----- Material provided -----

Issue #4349, opened 2024-05-21
Strong Verification


aapeliv:
* ~I think it does not currently handle expiring passports, or there is some other issue with doubles for users.~
* ~Needs update for getting initiation state, not just "waiting for user"~
* ~FAQ~
* ~Privacy policy~
* Frontend part: #4413 
* Technical blog post: #4354 
* Instructional video
* Onboarding email

nabramow:
@aapeliv what's up with this one? Does it go back to ideas?

Krishnag09:
@nabramow - we and @bakeiro have separate tickets for this that are done.

nabramow:
Closing as this is now happening in #4413 and #4354

PR #4594, opened 2024-07-25
Add field and check donation for phone verified 

Krishnag09:
The PR adds a new profile field to track donation, to act as a paywall for phone verification

closes the issue - https://github.com/Couchers-org/couchers/issues/4349

--->

**Backend checklist**
- [x] All tests pass

**Web frontend checklist**
- [ ] All tests pass


app/backend/src/couchers/models.py
```diff
@@ -608,6 +610,21 @@ class StrongVerificationCallbackEvent(Base):
     iris_status = Column(String, nullable=False)
 
 
+class PhoneVerificationCallbackEvent(Base):
```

-----

Aim of the task:
From the records above, copy every line that includes the word "checklist".

Task response:
**Backend checklist**
**Web frontend checklist**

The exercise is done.